##### DATA FOR THIS TASK

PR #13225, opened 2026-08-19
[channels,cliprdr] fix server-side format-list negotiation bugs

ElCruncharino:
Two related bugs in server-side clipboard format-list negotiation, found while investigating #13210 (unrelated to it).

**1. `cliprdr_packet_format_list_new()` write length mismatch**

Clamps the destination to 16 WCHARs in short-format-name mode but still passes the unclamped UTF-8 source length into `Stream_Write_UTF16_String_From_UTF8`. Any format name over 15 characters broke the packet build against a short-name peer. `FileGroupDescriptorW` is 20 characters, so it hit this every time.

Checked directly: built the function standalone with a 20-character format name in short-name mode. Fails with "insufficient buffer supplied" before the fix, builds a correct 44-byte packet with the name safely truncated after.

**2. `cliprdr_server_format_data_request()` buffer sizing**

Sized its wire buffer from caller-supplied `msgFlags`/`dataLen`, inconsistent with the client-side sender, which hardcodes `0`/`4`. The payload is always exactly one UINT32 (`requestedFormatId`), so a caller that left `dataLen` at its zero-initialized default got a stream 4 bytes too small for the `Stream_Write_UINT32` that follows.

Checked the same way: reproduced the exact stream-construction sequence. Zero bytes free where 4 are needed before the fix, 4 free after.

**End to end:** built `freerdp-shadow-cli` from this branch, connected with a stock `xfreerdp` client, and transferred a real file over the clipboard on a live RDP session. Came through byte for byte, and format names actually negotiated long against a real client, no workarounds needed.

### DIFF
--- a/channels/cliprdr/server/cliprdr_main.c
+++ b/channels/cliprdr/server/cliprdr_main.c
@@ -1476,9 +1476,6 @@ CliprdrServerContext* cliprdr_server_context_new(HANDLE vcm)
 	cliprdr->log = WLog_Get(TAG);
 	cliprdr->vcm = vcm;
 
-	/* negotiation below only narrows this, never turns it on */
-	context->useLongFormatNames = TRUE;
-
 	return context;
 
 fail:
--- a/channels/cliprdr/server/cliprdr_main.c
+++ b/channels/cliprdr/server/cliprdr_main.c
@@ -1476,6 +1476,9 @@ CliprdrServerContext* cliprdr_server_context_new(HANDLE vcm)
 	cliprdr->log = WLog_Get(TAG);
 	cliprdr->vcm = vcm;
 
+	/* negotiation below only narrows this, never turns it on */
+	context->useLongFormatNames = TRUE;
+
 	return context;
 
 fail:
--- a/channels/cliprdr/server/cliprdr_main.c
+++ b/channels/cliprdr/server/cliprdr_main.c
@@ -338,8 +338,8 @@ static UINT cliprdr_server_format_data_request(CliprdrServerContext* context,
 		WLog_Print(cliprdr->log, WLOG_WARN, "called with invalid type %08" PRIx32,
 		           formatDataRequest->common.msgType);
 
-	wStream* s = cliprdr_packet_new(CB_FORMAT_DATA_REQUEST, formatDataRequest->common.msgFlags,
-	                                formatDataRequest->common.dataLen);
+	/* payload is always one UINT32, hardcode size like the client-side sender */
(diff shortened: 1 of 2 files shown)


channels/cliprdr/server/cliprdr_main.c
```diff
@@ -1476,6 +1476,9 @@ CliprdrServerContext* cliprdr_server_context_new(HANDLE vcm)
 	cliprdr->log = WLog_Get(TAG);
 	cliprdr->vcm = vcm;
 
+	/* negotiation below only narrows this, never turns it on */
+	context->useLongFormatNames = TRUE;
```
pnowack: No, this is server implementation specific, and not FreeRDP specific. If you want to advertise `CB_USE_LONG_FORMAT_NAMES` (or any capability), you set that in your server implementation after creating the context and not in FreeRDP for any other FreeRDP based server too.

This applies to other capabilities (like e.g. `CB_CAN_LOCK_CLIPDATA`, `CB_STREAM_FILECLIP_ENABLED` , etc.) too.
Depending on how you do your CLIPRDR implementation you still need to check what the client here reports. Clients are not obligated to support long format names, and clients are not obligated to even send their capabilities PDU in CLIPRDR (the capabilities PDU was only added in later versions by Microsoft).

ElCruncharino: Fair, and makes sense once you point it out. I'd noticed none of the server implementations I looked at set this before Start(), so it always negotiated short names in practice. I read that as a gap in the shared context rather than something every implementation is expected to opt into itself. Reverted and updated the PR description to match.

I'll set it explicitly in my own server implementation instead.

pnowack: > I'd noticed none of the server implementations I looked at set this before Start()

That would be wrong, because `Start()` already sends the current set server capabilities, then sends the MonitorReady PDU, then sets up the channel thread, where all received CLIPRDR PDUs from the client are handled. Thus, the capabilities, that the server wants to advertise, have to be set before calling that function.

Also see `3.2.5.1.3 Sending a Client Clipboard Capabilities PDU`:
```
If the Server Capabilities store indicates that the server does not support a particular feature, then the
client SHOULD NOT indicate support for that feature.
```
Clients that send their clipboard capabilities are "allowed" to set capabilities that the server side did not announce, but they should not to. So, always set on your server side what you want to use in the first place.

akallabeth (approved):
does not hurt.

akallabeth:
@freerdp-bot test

##########
##### DATA FOR THIS TASK

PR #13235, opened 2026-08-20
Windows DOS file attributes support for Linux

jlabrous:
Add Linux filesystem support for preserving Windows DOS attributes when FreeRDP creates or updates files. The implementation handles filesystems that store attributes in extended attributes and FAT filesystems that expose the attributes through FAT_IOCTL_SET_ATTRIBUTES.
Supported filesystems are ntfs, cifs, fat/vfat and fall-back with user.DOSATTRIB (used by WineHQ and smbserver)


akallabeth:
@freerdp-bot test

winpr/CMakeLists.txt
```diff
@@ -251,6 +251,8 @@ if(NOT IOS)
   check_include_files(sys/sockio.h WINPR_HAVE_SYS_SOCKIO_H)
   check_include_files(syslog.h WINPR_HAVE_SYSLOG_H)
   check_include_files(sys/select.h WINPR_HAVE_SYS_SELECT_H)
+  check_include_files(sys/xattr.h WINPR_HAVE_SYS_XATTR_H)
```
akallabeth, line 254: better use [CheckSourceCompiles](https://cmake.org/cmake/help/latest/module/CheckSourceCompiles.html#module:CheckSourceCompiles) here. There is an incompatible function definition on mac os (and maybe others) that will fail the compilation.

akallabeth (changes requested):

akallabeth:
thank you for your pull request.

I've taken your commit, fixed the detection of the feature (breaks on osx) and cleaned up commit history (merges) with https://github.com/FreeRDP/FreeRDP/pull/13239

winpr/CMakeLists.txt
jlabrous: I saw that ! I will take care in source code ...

##########

TASK TO COMPLETE> Given the records above, return exactly the lines starting at the line containing "I'll set it" and ending at the line containing "Sending a Client", including both.

EXPECTED ANSWER>
I'll set it explicitly in my own server implementation instead.

pnowack: > I'd noticed none of the server implementations I looked at set this before Start()

That would be wrong, because `Start()` already sends the current set server capabilities, then sends the MonitorReady PDU, then sets up the channel thread, where all received CLIPRDR PDUs from the client are handled. Thus, the capabilities, that the server wants to advertise, have to be set before calling that function.

Also see `3.2.5.1.3 Sending a Client Clipboard Capabilities PDU`:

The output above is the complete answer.